Cystic Fibrosis (CF) is both the most lethal and most common rare genetic disease in the Caucasian population that physicians and researchers are working to treat today. As serious as CF is, it is just as complex, with over 2,000 mutations described.

There’s no single treatment for CF. Some patients present with gastrointestinal (GI) symptoms, others with lung function difficulties. Determining the best line of treatment for patients with rare mutations is further complicated by the fact that known treatment regimens for CF can be incredibly expensive—Kalydeco^®, for example, can cost nearly $300,000 per year. This creates a situation in which a child with serious illness may need specialized treatment, but the cost of a trial to determine efficacy is a serious burden on families.

This is why Cincinnati Children’s Cystic Fibrosis Research Center, known for its work in cystic fibrosis transmembrane conductance regulator (CFTR) biology, has developed personalized “n of 1” clinical trials, using patient-specific gut, nasal, airway, pancreatic ductal organoids and induced pluripotent stem cells (iPSCs) to better understand the etiology of the disease and, on a case-by-case basis, determine which drug can best target a patient’s symptoms.

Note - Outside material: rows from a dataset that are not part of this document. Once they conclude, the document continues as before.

PR #5925, opened 2025-01-06
enh: handling of 'dble', 'float', 'dfloat', 'shifta' as intrinsics

### LINKED ISSUE #5923: interface conflicts with intrinsic procedure

For the below fortran program with use of intrinsic procedure `dble` and an interface `dble` defined in it:
```f90
MODULE M_strings
implicit none

interface dble
   module procedure dble_s2v
end interface

CONTAINS

   subroutine a2d()
      integer                      :: intg
      print *, dble(intg)
   end subroutine a2d

   doubleprecision function dble_s2v()
   end function dble_s2v

end module M_strings


```

On it's execution with LFortran, raises the below error:
```console
> lfortran --version
LFortran version: 0.43.0-34-gb55e36587-dirty
Platform: macOS ARM
LLVM: 11.1.0

> lfortran test.f90
semantic error: Function 'dble' not found (not user defined nor intrinsic)
  --> test.f90:12:16
   |
12 |       print *, dble(intg)
   |                ^^^^^^^^^^ 


```

gxyd:
## Description

Fixes #5923

### DIFF
--- a/src/lfortran/semantics/ast_common_visitor.h
+++ b/src/lfortran/semantics/ast_common_visitor.h
@@ -7066,6 +7066,9 @@ public:
         return nullptr;
     }
 
+    // special handling of 'dble', 'float', 'dfloat', 'shifta' intrinsics
+    // maybe once those are moved to IntrinsicElementalFunction, this might
+    // not be needed
     ASR::asr_t* handle_intrinsics_dble_float_dfloat_shifta(
         const AST::FuncCallOrArray_t &x,
         Allocator &al
@@ -7664,6 +7667,16 @@ public:
                     throw SemanticAbort();
                 }
             } else if (compiler_options.implicit_interface) {
+
+                bool is_function = true;
+                // NOTE: ideally this shouldn't be needed, this is only to handle
+                // 'dble', 'shifta', 'float', 'dfloat', which aren't currently
+                // implemented as intrinsic elemental function
+                intrinsic_as_node(x, is_function);
+                if (!is_function) {
+                    return;
+                }
+
                 // If implicit interface is allowed, we have to handle the
                 // following case here:
                 // real :: x
--- a/src/lfortran/semantics/ast_common_visitor.h
+++ b/src/lfortran/semantics/ast_common_visitor.h
@@ -5141,6 +5141,10 @@ public:
                     false);
         if( idx == -1 ) {
             bool is_function = true;
+            if (ASR::asr_t* result = handle_intrinsics_dble_float_dfloat_shifta(x, al)) {
+                tmp = result;
+                return tmp;
+            }
             v = intrinsic_as_node(x, is_function);
             if( !is_function ) {
                 return tmp;
@@ -5255,6 +5259,10 @@ public:
                     false);
             if( idx == -1 ) {
                 bool is_function = true;
+                if (ASR::asr_t* result = handle_intrinsics_dble_float_dfloat_shifta(x, al)) {
+                    tmp = result;
+                    return tmp;
+                }
                 v = intrinsic_as_node(x, is_function);
                 if( !is_function ) {
                     return tmp;
@@ -7061,6 +7069,29 @@ public:
         return nullptr;
     }
 
+    ASR::asr_t* handle_intrinsics_dble_float_dfloat_shifta(
+        const AST::FuncCallOrArray_t &x,
+        Allocator &al
+    ) {
+        ASR::asr_t* asr_node { nullptr };
+        std::string var_name = to_lower(x.m_func);
+        Vec<ASR::call_arg_t> args;
+        if (var_name == "dble") {
+            visit_expr_list(x.m_args, x.n_args, args);
+            asr_node = handle_intrinsic_dble(al, args, x.base.base.loc);
+        } else if (var_name == "float" ) {
+            visit_expr_list(x.m_args, x.n_args, args);
+            asr_node = handle_intrinsic_float_dfloat(al, args, x.base.base.loc, 4);
+        } else if (var_name == "dfloat" ) {
+            visit_expr_list(x.m_args, x.n_args, args);
+            asr_node = handle_intrinsic_float_dfloat(al, args, x.base.base.loc, 8);
+        } else if (var_name == "shifta") {
+            visit_expr_list(x.m_args, x.n_args, args);
+            asr_node = create_Shifta(x.base.base.loc, args);
+        }
+        return asr_node;
+    }
+
     ASR::asr_t* handle_intrinsic_dble(Allocator &al, Vec<ASR::call_arg_t> args,
                                         const Location &loc) {
         ASR::expr_t *arg = nullptr, *value = nullptr;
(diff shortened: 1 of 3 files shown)


Pranavchiku (commented):
I think the way it should be fixed is by understanding why the following works in latest main

```fortran
program main
real :: x
x = 1.0
print *, dble()
CONTAINS
function dble() result(x)
real :: x
x = 129.0
end function dble
end program
```

When we visit `print *, dble()` it automatically resolves `dble` with line `v = current_scope->resolve_symbol(var_name);` and hence it never goes inside `if (!v || (v && (is_external_procedure || is_explicit_intrinsic)))`

src/lfortran/semantics/ast_common_visitor.h
```diff
@@ -7581,25 +7612,8 @@ class CommonVisitor : public AST::BaseVisitor<Derived> {
...
-                Vec<ASR::call_arg_t> args;
-                visit_expr_list(x.m_args, x.n_args, args);
-                tmp = handle_intrinsic_float_dfloat(al, args, x.base.base.loc, 8);
-                return;
-            } else if (var_name == "shifta") {
-                Vec<ASR::call_arg_t> args;
-                visit_expr_list(x.m_args, x.n_args, args);
-                tmp = create_Shifta(x.base.base.loc, args);
+            if (ASR::asr_t* result = handle_intrinsics_dble_float_dfloat_shifta(x, al)) {
+                tmp = result;
```
Pranavchiku, line 7616: Well first things first, this refactoring misguides reviewer to think that changing this might have fixed the code. That is what happened, but it has nothing to do with fix. Please do not mix changes, especially when fixing it or put a comment that states it is just refactoring on github.

src/lfortran/semantics/ast_common_visitor.h
```diff
@@ -5141,6 +5141,10 @@ class CommonVisitor : public AST::BaseVisitor<Derived> {
                     false);
         if( idx == -1 ) {
             bool is_function = true;
+            if (ASR::asr_t* result = handle_intrinsics_dble_float_dfloat_shifta(x, al)) {
+                tmp = result;
+                return tmp;
+            }
```
Pranavchiku, line 5147: I would not do it here rather make it a part of `intrinsic_as_node`. 

```diff
     ASR::symbol_t* intrinsic_as_node(const AST::FuncCallOrArray_t &x,
                                      bool& is_function) {
         std::string var_name = to_lower(x.m_func);
         std::string specific_var_name = var_name;
         bool is_specific_type_intrinsic = intrinsic_mapping.count(var_name);
+        if (ASR::asr_t* result = handle_intrinsics_dble_float_dfloat_shifta(x, al)) {
+            return ASR::down_cast<ASR::symbol_t>(result);
+        }
```

src/lfortran/semantics/ast_common_visitor.h
```diff
@@ -5255,6 +5259,10 @@ class CommonVisitor : public AST::BaseVisitor<Derived> {
                     false);
             if( idx == -1 ) {
                 bool is_function = true;
+                if (ASR::asr_t* result = handle_intrinsics_dble_float_dfloat_shifta(x, al)) {
+                    tmp = result;
+                    return tmp;
+                }
```
Pranavchiku, line 5265: same comment as above

Pranavchiku (changes requested):
left a few comments above

gxyd:
> When we visit `print *, dble()` it automatically resolves `dble` with line `v = current_scope->resolve_symbol(var_name);` and hence it never goes inside `if (!v || (v && (is_external_procedure || is_explicit_intrinsic)))`

That's right, a user-defined function takes higher priority compared to an intrinsic procedure of the same name. That's why this is indeed correct.

src/lfortran/semantics/ast_common_visitor.h
gxyd: That's a little debatable. It doesn't make reviewing the changes a little difficult for sure. Locally, when I made the changes, I first re-used the code and once that started working, I put those staged those changes (but didn't commit, probably I should've done that).

src/lfortran/semantics/ast_common_visitor.h
gxyd: > I would not do it here rather make it a part of intrinsic_as_node.

Fair enough.

src/lfortran/semantics/ast_common_visitor.h
```diff
@@ -7581,25 +7612,8 @@ class CommonVisitor : public AST::BaseVisitor<Derived> {
...
-                return;
-            } else if (var_name == "dfloat" ) {
-                Vec<ASR::call_arg_t> args;
-                visit_expr_list(x.m_args, x.n_args, args);
-                tmp = handle_intrinsic_float_dfloat(al, args, x.base.base.loc, 8);
-                return;
-            } else if (var_name == "shifta") {
-                Vec<ASR::call_arg_t> args;
-                visit_expr_list(x.m_args, x.n_args, args);
-                tmp = create_Shifta(x.base.base.loc, args);
```
kmr-srbh, line 7602: Why do we handle these intrinsics specially? The issue which the PR fixes does not occur for other intrinsics like `int` or `real`. Currently we use type casting for the intrinsics `dble`, `float` and `dfloat` while others like `int` are handled as `IntrinsicElementalFunction`. Similarly `shiftl` and `shiftr` are handled as `IntrinsicElementalFunction` but `shifta` is implemented through `IntegerBinOp` using `BitRShift`.

For now, the current approach is fine, but do we probably need to implement these intrinsics through the new approach?

kmr-srbh: I saw the code through the `Files changed` section, so did not get to know that a review has occurred. Please disregard any comment that sounds out-of-context.

src/lfortran/semantics/ast_common_visitor.h
Pranavchiku: > It does make reviewing the changes a little difficult for sure. 

It changes the entire context. So if you see my comment, unless I drill down into it, I have the intuition that code flows into this which means somehow `v` is nullptr which should not be the case, else it is a different bug.

Now if I drill down, then I understand, no, it is not. It means this PR needs a considerable amount of time to review which is absolutely fine but for a fix that only needs addition of 9 lines I think it is not good.

src/lfortran/semantics/ast_common_visitor.h
Pranavchiku: > we probably need to implement these intrinsics through the new approach?

Yes, if I remember correctly we came to the conclusion that we will right away add a cast node for these but then for cases like `int` and `real` the argument was that those are elemental and thus wrapping those with `IntrinsicElementalFunction` automatically handles the broadcast. Same is with `dble` and hence I think we should turn these to `IntrinsicElementalFunction`.

src/lfortran/semantics/ast_common_visitor.h
gxyd: > code flows into this which means somehow v is nullptr which should not be the case

I don't think the logic I added does anything with that. It might non-nullptr and still enter this, and I'm not sure if my logic changes any of that anyway.

Pranavchiku: > It might non-nullptr and still enter this,

only if it is an external procedure or intrinsic, which it is not. So, no :)

> I'm not sure if my logic changes any of that anyway.

Exactly that is when it is refactoring. Neither I am telling it changes anything. Simply, please do not add refactoring changes with fixes it messes up the thought process behind code review.

Pranavchiku (approved):
The cleanup pushed in latest commits is good. Thanks for doing this!

src/lfortran/semantics/ast_common_visitor.h
```diff
@@ -6897,6 +6897,11 @@ class CommonVisitor : public AST::BaseVisitor<Derived> {
     ASR::symbol_t* intrinsic_as_node(const AST::FuncCallOrArray_t &x,
                                      bool& is_function) {
         std::string var_name = to_lower(x.m_func);
+        if (ASR::asr_t* result = handle_intrinsics_dble_float_dfloat_shifta(x, al)) {
+            is_function = false;
+            tmp = result;
+            return nullptr;
```
Pranavchiku, line 6903: Why are we returning a nullptr? This may cause trouble in cases where `tmp` is not used and rather output of this is used. As far as I remember the diff was to return  `result`. @gxyd please address this in subsequent PRs.

gxyd: > As far as I remember the diff was to return result

Ah yes, but after a bit of thinking and how `intrinsic_as_node` is written, it made more sense to return `nullptr`.

Please see this: https://github.com/lfortran/lfortran/blob/main/src/lfortran/semantics/ast_common_visitor.h#L7017 in `intrinsic_as_node`, which shows that `nullptr` is returned most of the times except for the case when `is_intrinsic_registry_function(var_name)` isn't true.

Hence, I decided to return `nullptr` in that case. Maybe the logic can be improved, but I didn't divert from how it's currently already done.

gxyd: Ah yes, a better answer to `return nullptr` is, since there is no *Symbol* for an intrinsic function to return (e.g. in cases of `aint`, `complex`, `log` etc.), so we simply can't return a symbol and instead specify that `is_function = false` and hence the current approach isn't a bad one actually.

gxyd: Let me know what you think @Pranavchiku

Pranavchiku: Makes sense, yes.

In work made possible through funding from the CF Foundation and NIH, thus far, the Cystic Fibrosis Research Center has researched treatments for over 60 patients, nearly 20 of whom are CF patients. Successes include one patient with extremely rare mutations (G542X/ R74W, V201, and D1270M). “We assumed that this patient would not respond to anything,” notes Anjaparavanda Naren, PhD, director of the Cystic Fibrosis Research Center. But looking at the function of this patient's organoids and testing various drugs in the lab, Kalydeco—unexpectedly, in this case—showed a terrific response. "We were blown away," says Naren. Now, the patient has seen resolved GI symptoms and improved lung function. “When it responds in the test tube and in the patient, that is what we mean by personalized medicine.”

While there are three FDA-approved pharmaceutical drugs for people with CFTR mutations, Naren’s lab is also able to develop assays to see if other FDA-approved drugs can increase CFTR function. If a large enough population is found to be responsive to other medications, Naren’s lab will be able to move forward with preclinical trials.

Naren's lab is additionally working to develop patient-specific chips: "lung on a chip," "gut on a chip" and "pancreas on a chip." On a few-centimeters-square chip created by a bioengineer, researchers can grow patient-derived airway epithelial cells from one side of the chip and smooth muscle cells from the other, and have cyclical vacuums on site to give a lung-like stretch, for example, to replicate patient’s organ function in the lab for testing purposes.

All these efforts are dedicated to answering a single question: “Can we make the patient better?” Naren asks. In the case of rare genetic disease, Naren’s lab drills that basic question of medical research down to each individual patient.